**Exercise directions**. Your answer should consist of each line from the data below that contains "private".

**Task input**.
[Start of Attachment]
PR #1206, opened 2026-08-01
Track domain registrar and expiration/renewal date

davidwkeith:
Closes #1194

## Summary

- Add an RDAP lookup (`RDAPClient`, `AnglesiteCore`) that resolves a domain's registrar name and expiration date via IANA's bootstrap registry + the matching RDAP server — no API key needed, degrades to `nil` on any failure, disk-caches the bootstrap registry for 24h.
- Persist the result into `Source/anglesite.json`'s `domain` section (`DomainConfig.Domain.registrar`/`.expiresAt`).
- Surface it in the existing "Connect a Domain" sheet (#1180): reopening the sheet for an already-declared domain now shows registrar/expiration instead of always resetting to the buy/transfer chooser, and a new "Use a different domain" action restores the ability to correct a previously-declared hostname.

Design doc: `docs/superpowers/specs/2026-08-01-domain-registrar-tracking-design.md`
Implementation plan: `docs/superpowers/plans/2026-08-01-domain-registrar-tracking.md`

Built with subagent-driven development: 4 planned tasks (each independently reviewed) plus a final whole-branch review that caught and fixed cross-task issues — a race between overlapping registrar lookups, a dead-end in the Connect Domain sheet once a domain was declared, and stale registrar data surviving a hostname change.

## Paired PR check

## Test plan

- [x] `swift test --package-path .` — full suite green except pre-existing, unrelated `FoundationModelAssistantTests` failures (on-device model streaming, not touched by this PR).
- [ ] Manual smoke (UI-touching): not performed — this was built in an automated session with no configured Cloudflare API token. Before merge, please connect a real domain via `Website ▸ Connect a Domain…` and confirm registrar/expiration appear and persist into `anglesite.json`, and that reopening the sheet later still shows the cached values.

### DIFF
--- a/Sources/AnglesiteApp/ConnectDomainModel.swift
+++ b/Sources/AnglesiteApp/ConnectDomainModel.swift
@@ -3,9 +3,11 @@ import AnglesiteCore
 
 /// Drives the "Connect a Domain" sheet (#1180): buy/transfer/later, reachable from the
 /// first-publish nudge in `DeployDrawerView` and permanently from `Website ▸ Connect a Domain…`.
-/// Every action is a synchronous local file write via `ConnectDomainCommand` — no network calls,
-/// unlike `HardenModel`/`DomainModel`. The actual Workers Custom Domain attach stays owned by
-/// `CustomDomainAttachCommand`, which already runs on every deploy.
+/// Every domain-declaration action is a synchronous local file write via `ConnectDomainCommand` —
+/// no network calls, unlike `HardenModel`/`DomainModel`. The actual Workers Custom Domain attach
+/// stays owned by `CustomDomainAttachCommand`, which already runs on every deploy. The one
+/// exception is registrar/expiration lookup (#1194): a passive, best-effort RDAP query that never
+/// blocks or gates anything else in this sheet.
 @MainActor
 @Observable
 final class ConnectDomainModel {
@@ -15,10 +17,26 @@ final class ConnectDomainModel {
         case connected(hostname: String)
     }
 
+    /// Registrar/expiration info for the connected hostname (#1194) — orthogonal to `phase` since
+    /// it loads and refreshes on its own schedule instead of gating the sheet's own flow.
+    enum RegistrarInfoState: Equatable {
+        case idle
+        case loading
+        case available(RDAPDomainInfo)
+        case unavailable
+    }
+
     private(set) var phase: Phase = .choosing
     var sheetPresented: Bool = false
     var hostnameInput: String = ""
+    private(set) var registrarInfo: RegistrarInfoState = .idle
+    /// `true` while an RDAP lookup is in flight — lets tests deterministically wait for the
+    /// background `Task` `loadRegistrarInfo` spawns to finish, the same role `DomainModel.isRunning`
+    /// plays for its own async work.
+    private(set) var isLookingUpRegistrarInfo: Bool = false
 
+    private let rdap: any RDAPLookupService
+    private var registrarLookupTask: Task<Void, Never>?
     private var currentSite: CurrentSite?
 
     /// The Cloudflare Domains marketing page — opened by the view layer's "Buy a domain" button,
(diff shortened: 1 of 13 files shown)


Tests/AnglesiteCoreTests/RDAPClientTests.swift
[End of Attachment]
**Solution**.
     private(set) var phase: Phase = .choosing
+    private(set) var registrarInfo: RegistrarInfoState = .idle
+    private(set) var isLookingUpRegistrarInfo: Bool = false
+    private let rdap: any RDAPLookupService
+    private var registrarLookupTask: Task<Void, Never>?
     private var currentSite: CurrentSite?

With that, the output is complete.